Identifikasi masalah:
Pembongkaran bangunan-bangunan liar yang berdiri di sepanjang
sempadan Kali Wonokromo yang melewati Jagir, yakni Kali Jagir.
Bangunan liar tersebut telah ada sejak belasan tahun yang lalu dan
dibiarkan saja oleh Pemkot.
Karakteristik sungai/Kali Jagir adalah sungai tak bertanggul
dengan kedalaman kurang dari 3 meter. Oleh karena itu, kawasan
sempadan sungai/Kali Jagir adalah sekitar 10 meter dari pinggir
sungai.
Berdasarkan Peraturan Menteri Pekerjaan Umum No.
63/PRT/1993, daerah sempadan sungai adalah kawasan sepanjang
kiri kanan sungai termasuk sungai buatan, yang mempunyai
manfaat penting untuk mempertahankan kelestarian fungsi sungai.
Oleh karena itu, pendirian bangunan di atas daerah sempadan
sungai merupakan suatu bentuk pelanggaran terhadap peraturan
tersebut, sehingga tindakan Pemkot untuk membongkar bangunan-
bangunan tersebut merupakan langkah yang tepat dalam penegakan
hukum dan peraturan.
Kurangnya pengawasan menjadi masalah utama dalam hal ini.
Sebab peraturan yang jelas tidak didukung dengan sitem
pengawasan yang ketat, terlihat dengan adanya bangunan liar yang
berdiri hingga puluhan tahun lamanya.
Kesimpulan
Bebagai permasalahan berupa pelanggaran regulasi di Surabaya memperlihatkan
lemahnya peraturan yang telah dibuat. Dari permasalahan yang ada yaitu, bangunan liar
yang berdiri pada lahan-lahan yang bukan seharusnya seperti tanah aset milik pemkot,
brandgang hingga sempadan sungai. Selain itu pelanggaran pada situs cagar budaya yang
pengawasannya kurang hingga terjadinya pembongkaran.
Hal ini sangat bertentangan dengan peraturan yang telah ada dan segala sesuatunya
telah jelas disebutkan didalamnya, mulai dari pelarangan hingga sanksi yang didapat.

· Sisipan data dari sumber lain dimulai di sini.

PR #4692, opened 2026-07-06
[DAP-17] TaskConf AAD Part 2B: Use janus_messages::Url 

jcjones:
This set of commits changes the endpoint URLs to a byte-preserving `janus_messages::Url` form instead of `url::Url`. This is largely mechanical, and I left it in four commits for ease of review... though it's not that bad to go through as one.

Note that one of the final commits, https://github.com/divviup/janus/pull/4692/commits/c2d58781d62ca04be428c659543a925eb1c02ff1, adds the "fast fail" functionality, for purely code-compilation reasons. So when you see by commit 2 that we'd store a bad URL, uh, I do fix that.

### DIFF
--- a/aggregator/src/aggregator.rs
+++ b/aggregator/src/aggregator.rs
@@ -56,7 +56,7 @@ use janus_messages::{
     AggregationJobStep, BatchSelector, CollectionJobId, CollectionJobReq, CollectionJobResp,
     Duration, ExtensionType, HpkeConfig, HpkeConfigList, InputShareAad, Interval,
     PartialBatchSelector, PlaintextInputShare, Report, ReportError, ReportUploadStatus, Role,
-    TaskConfiguration, TaskId, UploadErrors, VerifyResp,
+    TaskConfiguration, TaskId, UploadErrors, Url as DapUrl, VerifyResp,
     batch_mode::{LeaderSelected, TimeInterval},
     extensions_are_strictly_increasing,
 };
@@ -933,7 +933,7 @@ impl<C: Clock> Aggregator<C> {
         task_id: &TaskId,
         task_config: &TaskConfiguration,
         aggregator_auth_token: Option<&AuthenticationToken>,
-    ) -> Result<(&PeerAggregator, Url, Url), Error> {
+    ) -> Result<(&PeerAggregator, DapUrl, DapUrl), Error> {
         let peer_aggregator_url = match peer_role {
             Role::Leader => task_config.leader_aggregator_endpoint(),
             Role::Helper => task_config.helper_aggregator_endpoint(),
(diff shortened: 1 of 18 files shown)


core/src/lib.rs
```diff
@@ -62,6 +62,16 @@ pub fn url_ensure_trailing_slash(mut url: Url) -> Url {
     url
 }
 
+/// Converts a [`janus_messages::Url`] into a [`url::Url`] ready for [`Url::join`], ensuring a
+/// trailing slash so `join` does not drop the last path component.
+///
+/// The trailing-slash fixup applies only to this routing copy, never to the stored
+/// [`janus_messages::Url`] — its exact bytes are bound into HPKE AADs and must not be re-encoded
+/// (DAP-18 §4.1).
+pub fn url_for_join(url: &janus_messages::Url) -> Result<Url, url::ParseError> {
```
tgeoghegan, line 76: This might be nicer as an extension trait on `url::Url`. Also, it looks like we only ever use `url_ensure_trailing_slash` to make leader or helper URLs joinable. Do we ever use the one without the other? Can they become a single function?

aggregator/src/aggregator.rs
```diff
@@ -964,8 +964,9 @@ impl<C: Clock> Aggregator<C> {
         );
         Ok((
             peer_aggregator,
-            task_config.leader_aggregator_endpoint().try_into()?,
-            task_config.helper_aggregator_endpoint().try_into()?,
+            // Byte-preserving clones of the wire endpoints (no re-encoding, per DAP-18 §4.1).
+            task_config.leader_aggregator_endpoint().clone(),
+            task_config.helper_aggregator_endpoint().clone(),
```
tgeoghegan, line 969: If it doesn't turn into a whole lifetime adventure, could we avoid the clones and make this return `(&PeerAggregator, &DapUrl, &DapUrl)`?

tgeoghegan (approved):

aggregator/src/aggregator.rs
jcjones: It's a mess of lifetime issues I'm afraid.

core/src/lib.rs
jcjones: I considered both, too, but it felt like I'd need it more than I guess I do. Lemme go get that into a commit.

jcjones: Note the two callers operate on different types (url::Url, infallible vs. janus_messages::Url, fallible), so this doesn't really eliminate anything, but I did move to a `UrlExt` trait. Take a look at 21453c49. I think it's cleaner.

The deeper merge isn't safe, at least not without some more substantial refactoring -- the builder joins its `url::Url` endpoints without ever going through `url_for_join`, so that's now a problem for the AAD.

aggregator/src/aggregator.rs
tgeoghegan: Not worth the hassle then.

core/src/lib.rs
tgeoghegan: OK. It doesn't really matter a ton since these aren't crates that we export for usage outside Janus, but I like to have fewer loose `pub` items hanging around. Last thought is that it'd be nice to refactor `url_for_join` into a method on `janus_messages::Url`. I don't think you could put it in `UrlExt` because it returns a `Self` value so you'd run into annoying trait object stuff. Purely optional, btw, do it or don't at your discretion.

divergentdave (approved):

Permasalahan ini timbul karena pengawasan yang sangat kurang dari pemerintah kota
serta adanya “permainan” oleh oknum-oknum tertentu. Kenapa demikian, karena ternyata
terlihat bahwa para pelanggar ini dapat bertahan hingga puluhan tahun lamanya. Setelah
puluhan tahun lamanya barulah pemerintah kota baru menyadari bahwa aset kota telah
salah digunakan dari fungsi-fungsinya dan menyebabkan banyak korban-korban dari
permasalahan ini terutama kaum marjinal yang biasanya para pelaku penyalah gunaan
lahan.
Selain pengawasan yang kurang dari pemerintah kota beserta jajarannya juga
kurangnya informasi tentang regulasi yang ada kepada masyarakat. Sehingga selain
pemerintah kota yang punya kewajiban untuk melakukan pengawasan, masyarakat umum
lainnya juga dapat ikut mengawal regulasi yang ada.